• **PROBLEM**
Print the data that follows again, keeping every line exact.

Dataset entries
PR #572, opened 2020-03-18
Handle non-UTF-8 OsStr on Windows

### LINKED ISSUE #339: Handle non-UTF-8 OsStr on Windows

dylni:
I noticed [this issue](https://github.com/artichoke/artichoke/issues/339), so I thought I would help move it forward and see how my crate handles a larger project.

Closes #339

### DIFF
--- a/artichoke-backend/src/extn/core/env/backend/system.rs
+++ b/artichoke-backend/src/extn/core/env/backend/system.rs
@@ -51,12 +51,9 @@ impl EnvType for System {
             Ok(None)
         } else {
             let name = ffi::bytes_to_os_str(name)?;
-            if let Some(value) = std::env::var_os(name) {
-                let value = ffi::os_str_to_bytes(value.as_os_str())?;
-                Ok(Some(value.to_vec().into()))
-            } else {
-                Ok(None)
-            }
+            Ok(std::env::var_os(name)
+                .map(ffi::os_string_to_bytes)
+                .map(Cow::Owned))
         }
     }
 
@@ -120,14 +117,14 @@ impl EnvType for System {
         }
     }
 
-    fn as_map(&self, interp: &Artichoke) -> Result<HashMap<Vec<u8>, Vec<u8>>, Exception> {
+    fn as_map(&self, interp: &Artichoke) -> HashMap<Vec<u8>, Vec<u8>> {
         let _ = interp;
         let mut map = HashMap::default();
         for (name, value) in std::env::vars_os() {
-            let name = ffi::os_str_to_bytes(name.as_os_str())?;
-            let value = ffi::os_str_to_bytes(value.as_os_str())?;
-            map.insert(name.to_vec(), value.to_vec());
+            let name = ffi::os_string_to_bytes(name);
+            let value = ffi::os_string_to_bytes(value);
+            map.insert(name, value);
         }
-        Ok(map)
+        map
     }
 }
--- a/Cargo.lock
+++ b/Cargo.lock
@@ -49,6 +49,7 @@ dependencies = [
  "num_cpus",
  "once_cell",
  "onig",
+ "os_str_bytes",
  "quickcheck",
  "quickcheck_macros",
  "rand",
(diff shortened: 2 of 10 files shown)


lopopolo:
Checks not running for PRs from forks is fixed in GH-574.

dylni:
Thanks. I was wondering what was blocking them.

lopopolo:
The crate referred to in the PR description is https://crates.io/crates/os_str_bytes:

> Traits for converting between byte sequences and platform-native strings

lopopolo:
Thanks for the PR @dylni. I'll try to review it tonight (PDT, UTC-7).

dylni:
Great. Thanks for the interest.

artichoke-backend/src/extn/core/env/backend/system.rs
```diff
@@ -120,14 +117,14 @@ impl EnvType for System {
...
 
-    fn as_map(&self, interp: &Artichoke) -> Result<HashMap<Vec<u8>, Vec<u8>>, Exception> {
+    fn as_map(&self, interp: &Artichoke) -> HashMap<Vec<u8>, Vec<u8>> {
         let _ = interp;
         let mut map = HashMap::default();
         for (name, value) in std::env::vars_os() {
-            let name = ffi::os_str_to_bytes(name.as_os_str())?;
-            let value = ffi::os_str_to_bytes(value.as_os_str())?;
-            map.insert(name.to_vec(), value.to_vec());
+            let name = ffi::os_string_to_bytes(name);
```
lopopolo: converting directly from `OsString` _into_ `Vec<u8>` saves an allocation.

artichoke-backend/src/extn/core/env/backend/system.rs
```diff
@@ -51,12 +51,9 @@ impl EnvType for System {
...
         } else {
             let name = ffi::bytes_to_os_str(name)?;
-            if let Some(value) = std::env::var_os(name) {
-                let value = ffi::os_str_to_bytes(value.as_os_str())?;
-                Ok(Some(value.to_vec().into()))
-            } else {
-                Ok(None)
-            }
+            Ok(std::env::var_os(name)
+                .map(ffi::os_string_to_bytes)
```
lopopolo: ditto convert from owned to owned.

dylni:
Ok @lopopolo. `bstr` does still require valid UTF-8 on Windows, but I understand if you want to use a crate that has existed longer for this.

PR #575, opened 2020-03-21
Disable unicode cargo feature in bstr

lopopolo:
Disable `bstr` `unicode` cargo feature since it is unused in
`artichoke-backend`. This change removes some dependencies of `bstr`
from the `Cargo.lock` file.

Remove `bstr` dependency from `artichoke-frontend`. This dependency
likely has not been used since the introduction of the `string` module
in `artichoke-backend`.


lopopolo:
This PR removed 2 deps from `Cargo.lock`.

PR #576, opened 2020-03-21
Disable with-dirs cargo feature in rustyline

lopopolo:
Disable `rustyline` `with-dirs` feature since it is unused in
`artichoke-frontend`. This change removes some dependencies of
`rustyline` from the `Cargo.lock`.

The `with-dirs` feature of `rustyline` activates tab completion behavior
for paths that start with `~`. `airb` uses `rustyline` to input Ruby
source code, not paths, so this optional feature is not being used.

### DIFF
--- a/Cargo.lock
+++ b/Cargo.lock
@@ -19,18 +19,6 @@ dependencies = [
 ]
 
 [[package]]
-name = "arrayref"
-version = "0.3.6"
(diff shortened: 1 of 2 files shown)


lopopolo:
This PR removes 9 deps from `Cargo.lock`.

• **SOLUTION**
PR #572, opened 2020-03-18
Handle non-UTF-8 OsStr on Windows

### LINKED ISSUE #339: Handle non-UTF-8 OsStr on Windows

dylni:
I noticed [this issue](https://github.com/artichoke/artichoke/issues/339), so I thought I would help move it forward and see how my crate handles a larger project.

Closes #339

### DIFF
--- a/artichoke-backend/src/extn/core/env/backend/system.rs
+++ b/artichoke-backend/src/extn/core/env/backend/system.rs
@@ -51,12 +51,9 @@ impl EnvType for System {
             Ok(None)
         } else {
             let name = ffi::bytes_to_os_str(name)?;
-            if let Some(value) = std::env::var_os(name) {
-                let value = ffi::os_str_to_bytes(value.as_os_str())?;
-                Ok(Some(value.to_vec().into()))
-            } else {
-                Ok(None)
-            }
+            Ok(std::env::var_os(name)
+                .map(ffi::os_string_to_bytes)
+                .map(Cow::Owned))
         }
     }
 
@@ -120,14 +117,14 @@ impl EnvType for System {
         }
     }
 
-    fn as_map(&self, interp: &Artichoke) -> Result<HashMap<Vec<u8>, Vec<u8>>, Exception> {
+    fn as_map(&self, interp: &Artichoke) -> HashMap<Vec<u8>, Vec<u8>> {
         let _ = interp;
         let mut map = HashMap::default();
         for (name, value) in std::env::vars_os() {
-            let name = ffi::os_str_to_bytes(name.as_os_str())?;
-            let value = ffi::os_str_to_bytes(value.as_os_str())?;
-            map.insert(name.to_vec(), value.to_vec());
+            let name = ffi::os_string_to_bytes(name);
+            let value = ffi::os_string_to_bytes(value);
+            map.insert(name, value);
         }
-        Ok(map)
+        map
     }
 }
--- a/Cargo.lock
+++ b/Cargo.lock
@@ -49,6 +49,7 @@ dependencies = [
  "num_cpus",
  "once_cell",
  "onig",
+ "os_str_bytes",
  "quickcheck",
  "quickcheck_macros",
  "rand",
(diff shortened: 2 of 10 files shown)


lopopolo:
Checks not running for PRs from forks is fixed in GH-574.

dylni:
Thanks. I was wondering what was blocking them.

lopopolo:
The crate referred to in the PR description is https://crates.io/crates/os_str_bytes:

> Traits for converting between byte sequences and platform-native strings

lopopolo:
Thanks for the PR @dylni. I'll try to review it tonight (PDT, UTC-7).

dylni:
Great. Thanks for the interest.

artichoke-backend/src/extn/core/env/backend/system.rs
```diff
@@ -120,14 +117,14 @@ impl EnvType for System {
...
 
-    fn as_map(&self, interp: &Artichoke) -> Result<HashMap<Vec<u8>, Vec<u8>>, Exception> {
+    fn as_map(&self, interp: &Artichoke) -> HashMap<Vec<u8>, Vec<u8>> {
         let _ = interp;
         let mut map = HashMap::default();
         for (name, value) in std::env::vars_os() {
-            let name = ffi::os_str_to_bytes(name.as_os_str())?;
-            let value = ffi::os_str_to_bytes(value.as_os_str())?;
-            map.insert(name.to_vec(), value.to_vec());
+            let name = ffi::os_string_to_bytes(name);
```
lopopolo: converting directly from `OsString` _into_ `Vec<u8>` saves an allocation.

artichoke-backend/src/extn/core/env/backend/system.rs
```diff
@@ -51,12 +51,9 @@ impl EnvType for System {
...
         } else {
             let name = ffi::bytes_to_os_str(name)?;
-            if let Some(value) = std::env::var_os(name) {
-                let value = ffi::os_str_to_bytes(value.as_os_str())?;
-                Ok(Some(value.to_vec().into()))
-            } else {
-                Ok(None)
-            }
+            Ok(std::env::var_os(name)
+                .map(ffi::os_string_to_bytes)
```
lopopolo: ditto convert from owned to owned.

dylni:
Ok @lopopolo. `bstr` does still require valid UTF-8 on Windows, but I understand if you want to use a crate that has existed longer for this.

PR #575, opened 2020-03-21
Disable unicode cargo feature in bstr

lopopolo:
Disable `bstr` `unicode` cargo feature since it is unused in
`artichoke-backend`. This change removes some dependencies of `bstr`
from the `Cargo.lock` file.

Remove `bstr` dependency from `artichoke-frontend`. This dependency
likely has not been used since the introduction of the `string` module
in `artichoke-backend`.


lopopolo:
This PR removed 2 deps from `Cargo.lock`.

PR #576, opened 2020-03-21
Disable with-dirs cargo feature in rustyline

lopopolo:
Disable `rustyline` `with-dirs` feature since it is unused in
`artichoke-frontend`. This change removes some dependencies of
`rustyline` from the `Cargo.lock`.

The `with-dirs` feature of `rustyline` activates tab completion behavior
for paths that start with `~`. `airb` uses `rustyline` to input Ruby
source code, not paths, so this optional feature is not being used.

### DIFF
--- a/Cargo.lock
+++ b/Cargo.lock
@@ -19,18 +19,6 @@ dependencies = [
 ]
 
 [[package]]
-name = "arrayref"
-version = "0.3.6"
(diff shortened: 1 of 2 files shown)


lopopolo:
This PR removes 9 deps from `Cargo.lock`.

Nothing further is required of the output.